##### RECORDED DATA #####

PR #3131, opened 2023-01-28
add telemetry: sam cli not installed

gsweetwood:
## Problem
 We have a number of commands that require the SAM CLI. We are not tracking how often users fail these commands because they do not have SAM CLI installed.

## Solution
 Add telemetry to track when this error is invoked.

## License


JadenSimon (approved):
Note that this PR doesn't cover the upload Lambda + SAM build use-case due to implementation discrepancies.

PR #3140, opened 2023-02-01
samcli: add local autoinstall for linux/windows

gsweetwood:
## Problem
 Many users don't have SAM CLI and/or don't want to follow the several steps required to install it.

## Solution
If the SAM CLI is not found, install it locally. Currently scoped to just Linux users.

## License


src/shared/utilities/cliUtils.ts
```diff
@@ -314,6 +335,53 @@ async function installSsmCli(
...
+        }
+        const dirname = path.dirname(samInstaller)
+        new admZip(samInstaller).extractAllTo(dirname, true)
+
+        const result = await new ChildProcess('sh', [
+            path.join(dirname, 'install'),
+            '-u',
+            '-i',
+            outDir,
+            '-b',
```
justinmk3, line 372: short args like `-i` and `-b` are convenience aliaes for interactive usage. For non-interactive usage, it's usually helpful to use the long names (except perhaps for some very well-known commands).

src/test/shared/sam/cli/samCliConfiguration.test.ts
```diff
@@ -74,6 +75,9 @@ describe('samCliConfiguration', function () {
             settingsConfiguration
         )
 
+        if (os.platform() === 'linux') {
+            this.skip()
```
justinmk3, line 79: this test worked before this PR. why is it skipped always on linux now?

justinmk3 (commented):
Next step is to look for a way to get this working on Windows, perhaps by installing to a higher-level directory (e.g. ~/.aws/toolkit/)

gsweetwood:
Added a small refactor to the `samCliLocator` to search locally if not found globally. (reversed for C9)

src/test/shared/sam/cli/samCliConfiguration.test.ts
gsweetwood: Now that I added the option to install or not if the CLI is not detected, we can run this test on all platforms. This test was assuring no cli path was found, but it was autoinstalling on Linux, so it failed.

gsweetwood:
Added the installation logic for Windows. Needed to use `~/.aws/toolkits` to avoid the path length error. I did try the shorter `/sam` instead of `AWSSAMCLI/bin/sam` but it wasn't enough. Symlinks DO NOT work for executables in Windows, so the cli path needs to be the same location.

#####

_EXERCISE DETAILS_
Check each line of the records above for the string "installed", and report every line that has it.

_TASK ANSWER_
add telemetry: sam cli not installed
 We have a number of commands that require the SAM CLI. We are not tracking how often users fail these commands because they do not have SAM CLI installed.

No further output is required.